Taylor picked up her glass of wine and sipped it. There was the sound of a drawer opening, followed by the rattling of small plastic things. She knew exactly what the other woman was looking for because it always started with her searching in the wrong place. The words, second drawer, were hovering behind the seam of her lips. But she remained silent.

The rattling noise became louder, more frantic. It was suddenly cut short by a bang and the whoosh of another drawer opening.

"Second drawer," Taylor called out. A moment later, a figure appeared less than five feet away from her, wrapping her nose in a silky, invisible cloud of perfume.

"Thanks." Jane held up a tube of mascara beside her unclear expression. As she turned back towards the bathroom, she muttered, "Not sure what it was doing in there."

"Besides being with all the other tubes of mascara?"

Her long, dark hair circled around in a dramatic sweep. "It's always in the top drawer," Jane stated.

"I didn't realize there was more than one," Taylor sighed, lifting her wine glass to examine it.

Jane paused in the doorway. As she breathed in, all of the lines defining her bare back stretched as her delicate shoulders rose, "Can you get me a glass of wine, please?"

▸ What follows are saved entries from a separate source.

PR #1735, opened 2019-09-25
Fix New GUI Input Breakage

RadWolfie:
The changes are to fix #1713 pull request to able allow loader's emulator project to compile. Since some includes were not meant for emulation usage. And moved emulation codes into proper common files.

Plus move SDL2 linkage directly into target_link_libraries, CMake, call since SDL2 is not Windows only platform. 😉

### DIFF
--- a/CMakeLists.txt
+++ b/CMakeLists.txt
@@ -73,13 +73,11 @@ file (GLOB CXBXR_HEADER_COMMON
  "${CXBXR_ROOT_DIR}/src/common/CxbxDebugger.h"
  "${CXBXR_ROOT_DIR}/src/common/EmuEEPROM.h"
  "${CXBXR_ROOT_DIR}/src/common/Error.h"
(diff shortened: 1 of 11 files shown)


RadWolfie:
AppVeyor failed because of...
`C:\Program Files (x86)\Microsoft Visual Studio\2019\Community\VC\Tools\MSVC\14.23.28105\include\experimental/filesystem(26,1): fatal error C1189: #error:  The <experimental/filesystem> header providing std::experimental::filesystem is deprecated by Microsoft and will be REMOVED. It is superseded by the C++17 <filesystem> header providing std::filesystem. You can define _SILENCE_EXPERIMENTAL_FILESYSTEM_DEPRECATION_WARNING to acknowledge that you have received this warning.`
Which is not relative to this pull request change. Since other two CIs are passing, even though I did verified on my end, decision to merge is still safe to use.

PR #1736, opened 2019-09-25
Remove Any Experimental filesystem Linkage

RadWolfie:
Since AppVeyor CI's Visual Studio start making errors about experimental filesystem. Let's move on to use std filesystem than experimental version. After all, C++17 does have std filesystem implemented.

**EDIT:** And to replace `std::wstring_convert` to SDL's iconv library.

### DIFF
--- a/CMakeLists.txt
+++ b/CMakeLists.txt
@@ -90,6 +90,7 @@ file (GLOB CXBXR_HEADER_COMMON
  "${CXBXR_ROOT_DIR}/src/common/util/CPUID.h"
  "${CXBXR_ROOT_DIR}/src/common/util/crc32c.h"
  "${CXBXR_ROOT_DIR}/src/common/util/CxbxUtil.h"
+ "${CXBXR_ROOT_DIR}/src/common/util/strConverter.hpp"
  "${CXBXR_ROOT_DIR}/src/common/win32/AlignPosfix1.h"
  "${CXBXR_ROOT_DIR}/src/common/win32/AlignPrefix1.h"
  "${CXBXR_ROOT_DIR}/src/common/win32/EmuShared.h"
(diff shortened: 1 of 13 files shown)


RadWolfie:
Currently under investigation...

RadWolfie:
http://www.unicode.org/faq//utf_bom.html#utf16-11
Hmm... I'm not sure if xbox is using UCS-2LE or UTF-8LE (not UTF-8) for wide character string in xbe's structure. Although, both does return the string correctly.

LukeUsher:
> http://www.unicode.org/faq//utf_bom.html#utf16-11
> Hmm... I'm not sure if xbox is using UCS-2LE or UTF-8LE (not UTF-8) for wide character string in xbe's structure. Although, both does return the string correctly.

Xbox does not use UTF8-LE, it is using the exact same variant of UTF-16 as the standard Unicode Windows API on PC

RadWolfie:
Whoops, it's a typo. I meant UTF16LE (without BOM). We can't use UTF-16 by itself due to decision maker inside SDL_iconv. If Cxbx-Reloaded is compiled with different architecture which use big endian then reading xbe's UTF-16LE (without BOM) string will be corrupted.

gandalfthewhite19890404:
What is this - it caused by this PR?
image

RadWolfie:
The message is from `src/core/kernel/support/EmuFile.cpp`, since MSVC's experimental filesystem was forwarded to official C++17 filesystem.

@gandalfthewhite19890404 I'm not able to reproduce your issue. Can you create a new issue with steps to reproduce a bug you found? Use the latest develop commit to reproduce the issue instead of this pull request's commit.

LukeUsher:
I see that issue ocasionally: but it doesn't always have the same message.
It happens when std::filesystem is asked to delete a directory that is still in-use/locked.

RadWolfie:
Base on discussion with @LukeUsher, the issue did not come from this pull request. Most likely cause is from third-party utility system application cause the directory to lock, prevent deletion, to output the error message.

Taylor stood, her voice coming out like liquid sugar. "Of course, Babe."

As she left the room, a familiar feeling tweaked from within her chest. It reminded her of stepping onto a frozen puddle. There was the initial pressure, usually by a foot, followed by the squeaky crunch that transformed the surface into a spiderweb of cracks. Sometimes the ice was thin enough to break the whole thing into pieces. Other times, it remained intact but would appear permanently different.

Every relationship became like that, but they didn't all end up in pieces.

Sometimes, without realizing it, they started to melt.

As Taylor entered the kitchen, her eyes were immediately drawn to the coffee mug on the island. She was several feet away but she already knew there would be a cold, milky brown surface peeking up at her. Jane had never once finished a cup of coffee in the two-and-a-half years since they'd gotten together. She also never watered her plants, although she bought them with every intention of doing so. Yet they were all green and healthy, bouncy, even, thanks to Taylor. But it was only because Taylor was afraid of what their guests would think if they saw an army of dead plants decorating a quarter of their living room. Jane never cared what their guests thought.